Referências bibliográficas

BÍBLIA SAGRADA. Mateus 10:8.

KARDEC, Allan. O Evangelho segundo o Espiritismo. FEB.

KARDEC, Allan. O Livro dos Médiuns. FEB.

XAVIER, Francisco Cândido. Pão Nosso, pelo Espírito Emmanuel. FEB.

O Profeta, a mediunidade gratuita e o compromisso moral do médium

A teledramaturgia brasileira, em alguns momentos, conseguiu levar ao grande público temas espirituais profundos por meio de histórias simples, emocionantes e acessíveis. Uma dessas obras foi O Profeta, novela originalmente escrita por Ivani Ribeiro e exibida pela TV Tupi, em 1977, sendo posteriormente adaptada pela Rede Globo, em 2006.

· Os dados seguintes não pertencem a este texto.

PR #1771, opened 2024-11-13
fix(ui-color-picker): make ColorPicker tooltip VoiceOver focusable

balzss:
Closes: INSTUI-4259

test plan:

- check colorpicker example with tooltip if voiceover reads the tooltip context correctly

### DIFF
--- a/packages/ui-color-picker/src/ColorPicker/index.tsx
+++ b/packages/ui-color-picker/src/ColorPicker/index.tsx
@@ -26,7 +26,7 @@
 /** @jsxFrag React.Fragment */
 import React, { Component } from 'react'
 
-import { withStyle, jsx } from '@instructure/emotion'
+import { withStyle, jsx, InstUISettingsProvider } from '@instructure/emotion'
 import { warn, error } from '@instructure/console'
 import { omitProps } from '@instructure/ui-react-utils'
 import { testable } from '@instructure/ui-testable'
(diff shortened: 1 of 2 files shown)


ToMESSKa (approved):

matyasf (changes requested):
I dont like that the SR is focusing on nothing and the tooltip does not show with this solution.

I would solve the underlying issue, that icons set `aria-hidden` to `true` (in `InlineSVG`) by default. You just need a small change there to allow this attribute:

image

balzss:
@matyasf I've went with a different approach. According to [w3c](https://www.w3.org/WAI/ARIA/apg/patterns/tooltip/) and [mdn](https://developer.mozilla.org/en-US/docs/Web/Accessibility/ARIA/Roles/tooltip_role) tooltips should be focusable with keyboard.

matyasf (changes requested):
I dont think this is a good solution. NVDA does not read the tooltip. Also its wonky on VO too, when I move the SR focus it does not read it, but after I've tabbed trough it, it will read it
I think its because the `svg` icon is set to `aria-hidden` which is a no for focusable elements https://developer.mozilla.org/en-US/docs/Web/Accessibility/ARIA/Attributes/aria-hidden#description , so NVDA just removes is from the SR DOM

balzss:
@matyasf can you please check it again? now it also reads the tooltip when the input is focused but I don't think we can prevent that. I think it always reads the label when an input gets focused...

also fyi: it has a ts error that's probably introduced from [this pr](https://github.com/instructure/instructure-ui/pull/1771/files#diff-aacd5a00cfdc942924434e62ae19741c1a8d335477045d8cb9cdc143745454dfR397) so a [temporary ts-ignore](https://github.com/instructure/instructure-ui/pull/1771/files#diff-aacd5a00cfdc942924434e62ae19741c1a8d335477045d8cb9cdc143745454dfR397) was added

packages/ui-svg-images/src/InlineSVG/index.tsx
```diff
@@ -150,7 +150,6 @@ class InlineSVG extends Component<InlineSVGProps> {
       title,
       description,
       focusable,
-      children,
```
matyasf, line 153: why did you remove this?

matyasf (approved):
nice work!

packages/ui-color-picker/src/ColorPicker/index.tsx
```diff
@@ -389,9 +389,22 @@ class ColorPicker extends Component<ColorPickerProps, ColorPickerState> {
       <span>
         <span css={styles?.label}>{label}</span>
         <span>
-          <Tooltip renderTip={tooltip}>
-            <IconInfoLine tabIndex={-1} />
-          </Tooltip>
+          <InstUISettingsProvider
+            theme={{
+              themeOverrides: {
+                componentOverrides: {
```
matyasf, line 395: I did not knew that this is a valid syntax... easier one would be

```
  theme={{
    componentOverrides: {
      BaseButton: {
        smallHeight: 'auto'
      }
    }
  }}
```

Embora apresentada em forma de ficção, a novela tocou em uma questão muito séria para a Doutrina Espírita: a mediunidade não deve ser transformada em comércio, espetáculo ou instrumento de vaidade pessoal.

A história de Marcos, personagem dotado de sensibilidade espiritual e capacidade de prever acontecimentos, permite uma reflexão importante: quando uma faculdade espiritual é usada para servir, consolar e orientar, ela se aproxima de sua finalidade superior. Mas, quando passa a ser usada para ganhar dinheiro, alimentar orgulho ou impressionar curiosos, ela se desvia de seu sentido verdadeiro.

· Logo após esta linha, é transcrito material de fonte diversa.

PR #1780, opened 2024-11-19
fix(emotion,shared-types): better TS types for theme objects and their overrides

matyasf:
Also convert some of the final files in the docs app to TS and improve their typing

TEST PLAN:
Try to make various theme and override objects, they should have nice autocomplete and no errors


packages/emotion/src/EmotionTypes.ts
```diff
@@ -87,3 +141,62 @@ export type {
   GenerateStyle,
   ComponentStyle
 }
+/*
```
matyasf, line 144: I've left this here intentionally to test this complex type

packages/emotion/src/EmotionTypes.ts
```diff
@@ -29,21 +29,75 @@ import type {
   DeepPartial
```
matyasf, line 29: The type changes in this file and the main change

packages/__docs__/components.ts
```diff
@@ -130,4 +130,4 @@ export { Drilldown } from '@instructure/ui-drilldown'
 export { SourceCodeEditor } from '@instructure/ui-source-code-editor'
 export { TopNavBar } from '@instructure/ui-top-nav-bar'
 export { TruncateList } from '@instructure/ui-truncate-list'
-export { canvas, canvasHighContrast, instructure } from '@instructure/ui-themes'
```
matyasf, line 133: This was left here from v9... we really need to type check the docs app

packages/__docs__/src/compileMarkdown.tsx
```diff
@@ -39,7 +39,32 @@ import { Playground } from './Playground'
...
+function trimIndent(str: string) {
+  const lines = `${str.replace(/\r\n/g, '\n').replace(/\r/g, '\n')}\n`.split(
+    '\n'
+  )
+  let indentFound = false
+  let trimmed = ''
+  let indent = ''
+  lines.forEach((line, _i) => {
+    // matches whitespace at the end of a string
+    line.replace(/\s*$/, '')
```
ToMESSKa, line 52: I think .replace() does not change the original string, so the whitespace isn't actually removed. The result should be reassigned e.g.: line = line.replace(/\s*$/, '')

ToMESSKa (changes requested):

packages/__docs__/src/compileMarkdown.tsx
matyasf: good catch, fixed

HerrTopi (approved):

ToMESSKa (approved):

PR #1785, opened 2024-11-21
docs(ui-dialog): add a11y clarifications to Dialog docs

ToMESSKa:
Closes: INSTUI-4293, INSTUI-4291

ISSUES:
- the form labels in the dialog example are not descriptive enough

O que diz O Evangelho segundo o Espiritismo sobre a mediunidade gratuita

Em O Evangelho segundo o Espiritismo, Allan Kardec trata diretamente do tema no capítulo XXVI, intitulado “Dai gratuitamente o que gratuitamente recebestes”.

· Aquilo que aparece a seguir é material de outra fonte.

PR #1788, opened 2024-11-22
fix(ui-breadcrumb): add and update aria tags in Breadcrumb

ToMESSKa:
Closes: INSTUI-4268

### DIFF
--- a/packages/ui-breadcrumb/src/Breadcrumb/index.tsx
+++ b/packages/ui-breadcrumb/src/Breadcrumb/index.tsx
@@ -62,6 +62,16 @@ class Breadcrumb extends Component<BreadcrumbProps> {
     this.ref = el
   }
 
+  addAriaCurrent = (child: React.ReactNode) => {
+    const updatedChild = React.cloneElement(
+      child as React.ReactElement<{ 'aria-current'?: string }>,
+      {
+        'aria-current': 'true'
+      }
+    )
+    return updatedChild
+  }
+
   componentDidMount() {
     this.props.makeStyles?.()
   }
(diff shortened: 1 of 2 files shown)


packages/ui-breadcrumb/src/Breadcrumb/index.tsx
```diff
@@ -78,9 +88,13 @@ class Breadcrumb extends Component<BreadcrumbProps> {
...
     }
     return React.Children.map(children, (child, index) => {
+      const isLastElement = index === numChildren - 1
+      const hasHref =
+        React.isValidElement(child) && (child.props as { href?: string }).href
+
       return (
         <li css={styles?.crumb} style={inlineStyle}>
-          {child}
+          {isLastElement && hasHref ? this.addAriaCurrent(child) : child}
```
matyasf, line 97: As I understand we can always put this ARIA tag here.
From https://developer.mozilla.org/en-US/docs/Web/Accessibility/ARIA/Attributes/aria-current "If the element representing the current page in the breadcrumb was not a link, the aria-current is optional.", lets put it always there. same in mdn's example: https://developer.mozilla.org/en-US/docs/Web/CSS/Layout_cookbook/Breadcrumb_Navigation

matyasf (changes requested):
See my comment. Also please write in the Readme in the DO section that the current location should always be the last element in the breadcrumb, this is not stated in the page explicitly

packages/ui-breadcrumb/src/Breadcrumb/index.tsx
ToMESSKa: done

matyasf (changes requested):

packages/ui-breadcrumb/src/Breadcrumb/BreadcrumbLink/props.ts
```diff
@@ -63,6 +63,11 @@ type BreadcrumbLinkOwnProps = {
    * Place the icon before or after the text in the Breadcrumb.Link
    */
   iconPlacement?: 'start' | 'end'
+  /**
+   * Whether the page this breadcrumb points to is the current one. If true, it sets aria-current="page".
+   * If this prop is not set to true on any breadcrumb, the element recieving the aria-current="page" will always be the last element on the right by default, unless the last last element's isCurrentPage prop is explicity set to false too.
+   */
+  isCurrentPage?: boolean
```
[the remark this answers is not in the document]
ToMESSKa: Added the a11y box and removed the "on the right by default" part

joyenjoyer (approved):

A ideia central é simples e profunda: aquilo que vem de Deus como dom espiritual não pode ser vendido como mercadoria humana. A mediunidade, segundo o Espiritismo, não pertence ao médium no sentido de propriedade pessoal. Ela é uma faculdade concedida para o bem, para o auxílio, para o esclarecimento e para a consolação dos que sofrem.

Kardec recorda a recomendação de Jesus aos discípulos: “Dai gratuitamente o que gratuitamente recebestes.” Essa frase é aplicada ao trabalho espiritual, especialmente às curas, orientações e comunicações que não nascem do esforço intelectual comum do médium, mas de uma faculdade recebida gratuitamente.

Por isso, o médium não deve vender palavras que não lhe pertencem. Se ele é intermediário, não é dono da mensagem. Se é instrumento, não deve se colocar acima da tarefa. Se recebeu gratuitamente, deve servir gratuitamente.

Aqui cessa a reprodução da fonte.